*** Source records ***

PR #163, opened 2017-08-08
Added missing dependency to zend-servicemanager (for --no-dev install)

pce:
If you want to use `zend-mail` as a standalone package and installed it with composer without dev requirements, usage results in a fatal error:  

`PHP Fatal error:  Class 'Zend\ServiceManager\AbstractPluginManager' not found in $project/vendor/zendframework/zend-mail/src/Protocol/SmtpPluginManager.php`

### DIFF
--- a/composer.json
+++ b/composer.json
@@ -18,7 +18,8 @@
         "zendframework/zend-loader": "^2.5",
         "zendframework/zend-mime": "^2.5",
         "zendframework/zend-stdlib": "^2.7 || ^3.0",
-        "zendframework/zend-validator": "^2.6"
+        "zendframework/zend-validator": "^2.6",
+        "zendframework/zend-servicemanager": "^2.7.5 || ^3.0.3"
     },
     "require-dev": {
         "zendframework/zend-config": "^2.6",


froschdesign:
@pce 
It's already there:

```json
"suggest": {
    "ext-intl": "Handle IDN in AddressList hostnames",
    "zendframework/zend-servicemanager": "^2.7.5 || ^3.0.3 when using SMTP to deliver messages",
    "zendframework/zend-crypt": "Crammd5 support in SMTP Auth"
},
```

pce:
Could you please explain, how a suggestion solves a unusable package state on a live server?

pce:
@weierophinney i think that is not a user-friendly decision, usually deployment works without suggestions...

froschdesign:
@pce 
> …unusable package state on a live server?
The `zend-mail` component runs without `zend-servicemanager`, if you do not use SMTP to deliver your messages.
If you use SMTP, then you need `zend-servicemanager` and you must install it per composer.

froschdesign:
@pce 
Sorry, but I think you misunderstood the `suggest` part of the composer file. `zend-servicemanger` is not strictly required to use `zend-mail`. Only if you use SMTP.
That's the main idea behind the `suggest` part.
(For a development environment `zend-servicemanger` is needed, because all unit tests must run.)

pce:
In my opinion a "mail" package should include support for SMTP (**the** Mail Transfer Protocol). Can It Be All So Simple :sweat_smile:

glensc:
also you can use smtp without servicemanager if you create the classes instance directly. i do that.

PR #164, opened 2017-08-11
Imap::capability should always return an array

klaussilveira:
If there was a communication failure getting the list of capabilities, the return type should be an `array`, not `false`.


Ocramius:
Please do write a test case

klaussilveira:
I tried. Not really possible without proper mocks and due the way the current suite is setup. It needs a real IMAP server and you can't control it's response from the suite. I only see two possible solutions: abstracting the raw connection logic so read/write methods in this class can be properly tested with mocks OR setting up something like mountebank and mock the socket. 

Any suggestions?

PR #165, opened 2017-08-11
Switch to PHP punycode implementation

mleko:
Switches from depending on ext-intl to true/punycode for the purposes of IDN to ASCII conversion. This change ensures that the functionality will work even when ext-intl is not available.

### DIFF
--- a/src/Header/AbstractAddressList.php
+++ b/src/Header/AbstractAddressList.php
@@ -7,6 +7,7 @@
 
 namespace Zend\Mail\Header;
 
+use TrueBV\Punycode;
 use Zend\Mail\Address;
 use Zend\Mail\AddressList;
 use Zend\Mail\Headers;
@@ -37,6 +38,11 @@ abstract class AbstractAddressList implements HeaderInterface
      * @var string lower case field name
      */
     protected static $type;
+
+    /**
+     * @var Punycode
+     */
+    private static $punycode;
 
     public static function fromString($headerLine)
     {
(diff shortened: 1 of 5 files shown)


glensc:
PR lacks basic information: "why?".

also, the intl dependency was optional, now you added replacement dependency as required.

you should also post what new dependencies got installed with this PR to help maintainers decide fate of this PR.

mleko:
Composer dependency is easier to install than PECL extension. Also it don't require any special privileges.

glensc:
don't "answer" it, put it to PR description!

src/Header/AbstractAddressList.php
```diff
@@ -96,15 +102,19 @@ public function getFieldName()
...
     protected function idnToAscii($domainName)
     {
-        if (extension_loaded('intl')) {
-            return (idn_to_ascii($domainName) ?: $domainName);
+        if (null === self::$punycode) {
+            self::$punycode = new Punycode();
+        }
+        try {
+            return self::$punycode->encode($domainName);
+        } catch (\Exception $e) {
```
Ocramius: Is there no more specific exception type?

src/Header/AbstractAddressList.php
```diff
@@ -96,15 +102,19 @@ public function getFieldName()
...
-     * @param string $domainName  the UTF-8 encoded email
+     * @param string $domainName the UTF-8 encoded email
      * @return string
      */
     protected function idnToAscii($domainName)
     {
-        if (extension_loaded('intl')) {
-            return (idn_to_ascii($domainName) ?: $domainName);
+        if (null === self::$punycode) {
+            self::$punycode = new Punycode();
```
Ocramius: `if (! self::$punycode) {`

src/Header/AbstractAddressList.php
```diff
@@ -39,6 +40,11 @@
      */
     protected static $type;
 
+    /**
+     * @var Punycode
```
Ocramius: `|null`

mleko: Good point, thank you

src/Header/AbstractAddressList.php
mleko: I'm not sure if it's beneficial but I found one

src/Header/AbstractAddressList.php
mleko: I prefer my version. Is there style guide somewhere?

weierophinney:
Thanks, @mleko!

PR #171, opened 2017-09-15
Add PHPDoc comments

danielabyan:
In some cases, the IDE can not recognize the types of variables. To solve this problem, I've added comments in some places.
And I added comments for the following methods
 - Add missing comment for method GenericHeader::fromString
 - Add PHPDoc @return comment for Smtp::setUseCompleteQuit() method
 - PHPDoc @return comment does not apply to the constructor because remove this comment for Address::__construct
 - Add Mime\Message type for Mail\Message::$body property.

### DIFF
--- a/src/Address.php
+++ b/src/Address.php
@@ -23,7 +23,6 @@ class Address implements Address\AddressInterface
      * @param  string $email
      * @param  null|string $name
      * @throws Exception\InvalidArgumentException
-     * @return Address
      */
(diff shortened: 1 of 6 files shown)


Ocramius:
@danielabyan thanks! Manually merged to zendframework/zend-mail@0c37b5983730e0d25cfd2a7712519050e4fef6e9

PR #251, opened 2023-04-22
Add new `Minitest/ReturnInTestCase` cop

### LINKED ISSUE #236: New cop to detect `return`s in test cases
```ruby
# bad
def test_check_constraints
  return if mysql?
  # do testing
end

# good
def test_check_constraints
  skip("MySQL does not support check constraints") if mysql?
  # do testing
end
```
Example: https://github.com/gregnavis/active_record_doctor/blob/fc736812db046e2c0bfdbb6cec0b837e01a35076/test/active_record_doctor/detectors/mismatched_foreign_key_type_test.rb#L6

When using `skip`, minitest will report a skipped tests summary at the end; `--verbose` and `--show-skips` will show skips (https://github.com/minitest/minitest/blob/0984e29995a5c0f4dcf3c185442bcb4f493ed5e3/lib/minitest.rb#L208-L214); [minitest-reporters](https://github.com/minitest-reporters/minitest-reporters) will show the skipped tests; `skip` requires a reason with the existing cop (`SkipWithoutReason`) and overall it is more clear the intention, than just simple `return`.

fatkodima:
Closes #236.

Tested on `rails/rails` - 11 valid offenses.


lib/rubocop/cop/minitest/return_in_test_case.rb
```diff
@@ -0,0 +1,38 @@
...
+      #
+      class ReturnInTestCase < Base
+        include MinitestExplorationHelpers
+        extend AutoCorrector
+
+        MSG = 'Use `skip` instead of `return`.'
+
+        def on_return(node)
+          return unless node.ancestors.any? { |parent| test_case?(parent) }
+          return if node.ancestors.find(&:block_type?)
```
koic, line 29: Is `numblock` the same?

fatkodima: Thanks! Always forgetting this ruby feature.

koic: Thanks too :-) Can you add a test for that?

fatkodima: Already added 😉

koic: Oops! I was overlooking. Thank you again!

koic:
@fatkodima I noticed it before release. Considering offense detection target, `Minitest/ReturnInTestMethod` may be better cop name than `Minitest/ReturnInTestCase`. WDYT?

fatkodima:
@koic I am fine with both names. Feel free to change the name or I can change, just let me know.

koic:
Thank you. I opened https://github.com/rubocop/rubocop-minitest/pull/253.

PR #264, opened 2023-09-26
Update AssertOperator and RefuteOperator to allow :[]

flavorjones:
Update the `AssertOperator` and `RefuteOperator` cops to allow `:[]`

The rubocop style guide prefers `assert` and `refute` for testing booleans. If I have an array of booleans, then I want to be able to use this style:

```
  def test_my_array
    assert(array_of_bools[0])
    refute(array_of_bools[1])
  end
```

This PR is suggested by an [actual test in the Nokogiri suite](https://github.com/sparklemotion/nokogiri/blob/main/test/xml/test_reader.rb#L699-L700) which collects boolean values from Nokogiri::Reader as it passes through the document, and then checks the values after completing the parsing pass. That test could be rewritten, but I don't personally think it would be made more readable by that rewrite.

Also see https://github.com/rubocop/rubocop-minitest/pull/260#issuecomment-1734520785 which raised the question of whether `:[]` was intentionally a violation.

-----------------

* [x] Added tests.

### DIFF
--- a/lib/rubocop/cop/minitest/assert_operator.rb
+++ b/lib/rubocop/cop/minitest/assert_operator.rb
@@ -18,10 +18,14 @@ module RuboCop
 
         MSG = 'Prefer using `assert_operator(%<new_arguments>s)`.'
         RESTRICT_ON_SEND = %i[assert].freeze
+        ALLOWED_OPERATORS = [:[]].freeze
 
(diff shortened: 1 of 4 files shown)


koic:
This seems like a reasonable change. Thank you!

PR #272, opened 2023-10-29
Add new `Minitest/RedundantMessageArgument` cop

koic:
This PR adds new `Minitest/RedundantMessageArgument` cop that detects redundant message argument in assertion methods. The message argument `nil` is redundant because it is the default value.

```ruby
# bad
assert_equal(expected, actual, nil)

# good
assert_equal(expected, actual)
assert_equal(expected, actual, 'message')
```

-----------------

* [x] Added tests.


andyw8:
I'm curious about the context for this, where did you encounter it?

koic:
https://github.com/zdennis/activerecord-import/commit/85cbdea5cc2a759c5224890cef5aada29651646b

andyw8:
I see. I'm wondering if it might be better for this to be in Minitest, e.g. it can raise if `nil` is given for that argument?

koic:
That's an interesting idea. If you're up for it, please propose it to Minitest. 
Regardless, `raise` operates at runtime, while this cop is for static analysis, so the detection timing differs. It shouldn't detract from the value of this cop, I think.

***

About this task: When the string "there" occurs in a line of the material, that line belongs in the answer.

Completed exercise:
It's already there:
If there was a communication failure getting the list of capabilities, the return type should be an `array`, not `false`.
Ocramius: Is there no more specific exception type?
mleko: I prefer my version. Is there style guide somewhere?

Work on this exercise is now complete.